Diese Verurteilung basiert auf einer bescheidmäßigen Festsetzung aufgrund des Ergebnisses einer Lohnsteuerprüfung für den Zeitraum 1. August 2001 bis 31. Oktober 2002. Die Verbuchung dieser Lohnsteuerprüfung am Abgabenkonto und somit der Ausweis in der dem angefochtenen Haftungsbescheid angeschlossenen Rückstandsaufgliederung erfolgte für Lohnabgaben der Zeiträume 2001 und Oktober 2002 bezieht sich jedoch den Grunde und der Höhe nach auf die Zeiträume Oktober August 2001 bis Oktober 2002.

Die Haftungsinanspruchnahme des Bw. gemäß § 11 BAO ist daher hinsichtlich folgender auf dem Abgabenkonto der Fa. P-GmbH derzeit noch aushaftender Abgabenschuldigkeiten und Nebenansprüche zu Recht erfolgt:

Abgabenart

Zeitraum

Betrag in €

Lohnsteuer (L)

8-12/2001 (lt. Rückstands-aufgliederung verbucht als L 2001)

179,00

Dienstgeberbeitrag (DB)

8-12/2001 (lt. Rückstands-aufgliederung verbucht als DB 2001)

2.155,54

Zuschlag zum DB (DZ)

8-12/2001 (lt. Rückstands-aufgliederung verbucht als DZ 2001)

244,32

Lohnsteuer (L)

10/02 (laut Bescheid nach Lohnsteuerprüfung 1-10/2002)

5.668,48

Dienstgeberbeitrag (DB)

10/02 (laut Bescheid nach Lohnsteuerprüfung 1-10/2002)

1.599,67

Zuschlag zum DB (DZ)

10/02 (laut Bescheid nach Lohnsteuerprüfung 1-10/2002)

158,38

Säumniszuschlag (SZ)

2002

113,37

Summe:

10.118,76

Gemäß § 7 Abs. 2 BAO erstreckt sich die persönliche Haftung des Bw. auch auf die Nebenansprüche und zwar auf den Säumniszuschlag für Lohnsteuer Oktober 2002 in Höhe von € 113,37.

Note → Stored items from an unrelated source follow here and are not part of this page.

PR #3250, opened 2026-06-10
fix(RHINENG-26892): Inventory Views: refresh table after row actions

johnsonm325:
## Jira
[RHINENG-26892](https://redhat.atlassian.net/browse/RHINENG-26892)

## What
In Inventory Views table, when you edit a system's display name, workspace, or delete a system, the table doesn't automatically reload after the action. This PR addresses this bug.

Changes
Shared invalidation helper — invalidateSystemsViewQueries.ts invalidates both table query keys so Inventory Views and legacy Systems stay in sync.

Exported query key constants

`SYSTEMS_QUERY_KEY` in `useSystemsQuery.ts`
`INVENTORY_VIEWS_QUERY_KEY` in `useInventoryViewsQuery.ts` Wired through all mutation/refetch paths

`usePatchSystemsMutation.ts` — display name edit (fixes the reported bug) `useDeleteSystemsMutation.ts` — delete success/error `SystemActionModalsContext.tsx` — workspace add/remove/move reloadData Tests

`invalidateSystemsViewQueries.test.ts` — asserts both query keys are invalidated `usePatchSystemsMutation.test.ts` — asserts the mutation calls the shared helper on success

[RHINENG-26892]: https://redhat.atlassian.net/browse/RHINENG-26892?atlOrigin=eyJpIjoiNWRkNTljNzYxNjVmNDY3MDlhMDU5Y2ZhYzA5YTRkZjUiLCJwIjoiZ2l0aHViLWNvbS1KU1cifQ

## Summary by Sourcery

Ensure Inventory Views and Systems tables refresh consistently after row actions by centralizing query invalidation for related data.

Bug Fixes:
- Fix Inventory Views table not reloading after editing a system display name, changing workspace assignments, or deleting systems.

Enhancements:
- Introduce shared query invalidation helper that invalidates both systems and inventory views queries and reuse it across mutations and modal actions.
- Export and reuse stable query key constants for systems and inventory views queries.

Tests:
- Add tests to verify systems patch mutation and shared invalidation helper correctly invalidate the relevant queries.


raswonders (approved):
I love the change, not sure about unit tests thouhg. There is just one test case with tons of setup. I'd maybe not test it in unit tests due to heavy mocking required. Seems like integration/e2e tests would be more apropriate place. And we could do them outside of this pr.

PR #3252, opened 2026-06-12
test: Fixed Playwright test tags for proper workflow filtering

computercamplove:
## What
Changed from listing specific test files with `--grep-invert` to using positive tag matching (`--grep @inventory_views|@systems-table` and `--grep @systems-table`). This ensures each workflow runs only its intended tests:

-   `playwright-inventory-views.yml` - runs tests tagged with @inventory_views or @systems-table
-   `playwright-systems-view.yml` - runs tests tagged with @systems-table

  Also moved tags from individual tests to `test.describe()` blocks for cleaner organization.

## Summary by Sourcery

Align Playwright workflows with tag-based test selection for inventory and systems views.

Tests:
- Tag systems-related Playwright suites with @systems-table for targeted execution.
- Update Playwright CI workflows to run tests via positive tag matching instead of file lists and negative greps.

### DIFF
--- a/.github/workflows/playwright-inventory-views.yml
+++ b/.github/workflows/playwright-inventory-views.yml
@@ -94,7 +94,7 @@ jobs:
           npx wait-on http://localhost:8003/apps/inventory/
 
       - name: Run front-end Playwright tests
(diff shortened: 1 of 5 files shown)


johnsonm325 (approved):
looks great

PR #3261, opened 2026-06-16
fix(RHINENG-27054): useGroupFilter is returning object instead of array

raswonders:
RHINENG-27054

## What
Solves serialization problem for groupFilter.
Issue was introduced by latest workspace PR #3234 which introduced change to useGroupFilter api. It started returning Object instead of string[].

This PR maps over this internal selection and returns API compatible array.

## Testing

go to Inventory/Systems table and filter by workspace 
go to Malware/Systems and filter by workspace
go to Compliance/Systems and filter by workspace
go to Content/Systems and filter by workspace
go to Advisor and filter by workspace

## Summary by Sourcery

Normalize host group filter values to use group_name strings rather than workspace objects across filtering, chips, and URL parameters.

Bug Fixes:
- Fix useGroupFilter to return API-compatible string values for host group filters instead of workspace objects, including ungrouped hosts.

Enhancements:
- Introduce a helper to convert mixed workspace group selections (objects and strings) into group_name values for API and URL usage.
- Align toolbar chip values and workspace filter deletion logic to operate consistently on group_name strings rather than internal ids.

Tests:
- Extend unit tests for useGroupFilter, filter calculation, and onDeleteFilter to cover string-based group_name handling and workspace selection deletion.

### DIFF
--- a/src/components/InventoryTable/helpers.test.js
+++ b/src/components/InventoryTable/helpers.test.js
@@ -151,16 +151,13 @@ describe('onDeleteFilter', () => {
     expect(data).toMatchObject(filter);
   });
 
-  it('should delete workspace filter selected by id', () => {
-    const workspaceFilter = [
-      { id: 'ws-1', name: 'Workspace One' },
-      { id: 'ws-2', name: 'Workspace Two' },
-    ];
+  it('should delete workspace filter selected by name', () => {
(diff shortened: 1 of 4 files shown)


Fewwy (approved):
LGTM tested it in advisor and compliance and it works now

Da eine rechtskräftige Verurteilung des Bw. wegen eines vorsätzlichen Finanzvergehens in Bezug auf Körperschaftsteuer 2002 und 10-12/03 nicht vorliegt, erfolgte eine Haftungsinanspruchnahme des Bw. mit erstinstanzlichem Bescheid insoweit zu Unrecht.

Im Rahmen der Ermessensübung gemäß § 20 BAO ist im gegenständlichen Fall maßgeblich zu berücksichtigen, dass die Einbringung der haftungsgegenständlichen Abgabenverbindlichkeiten bei der Primärschuldnerin Fa. P-GmbH aufgrund der mit Beschluss des Handelsgerichtes Wien vom 13. Mai 2005 erfolgten Aufhebung des Konkursverfahrens nach Schlussverteilung und der am 2. September 2005 erfolgten amtswegigen Löschung dieser Gesellschaft nicht möglich ist. Der Haftungsbestimmung des § 11 BAO liegt der gesetzgeberische Wille zugrunde, dass derjenige, der eine widerrechtliche Handlung gesetzt hat, auch für die vermögensrechtlichen Folgen seines Handelns einzustehen hat (siehe Ritz, Kommentar zur Bundesabgabenordnung, 3. überarbeitete Auflage, Tz. 1 zu § 11). Es ist daher im gegenständlichen Fall dem Interesse der Allgemeinheit an der Abgabeneinbringung (Zweckmäßigkeitserwägung) zweifelsfrei der Vorzug zu geben gegenüber dem Interesse des Bw. nicht zur Haftung in Anspruch genommen zu werden (Billigkeitserwägung).

Es war daher spruchgemäß zu entscheiden.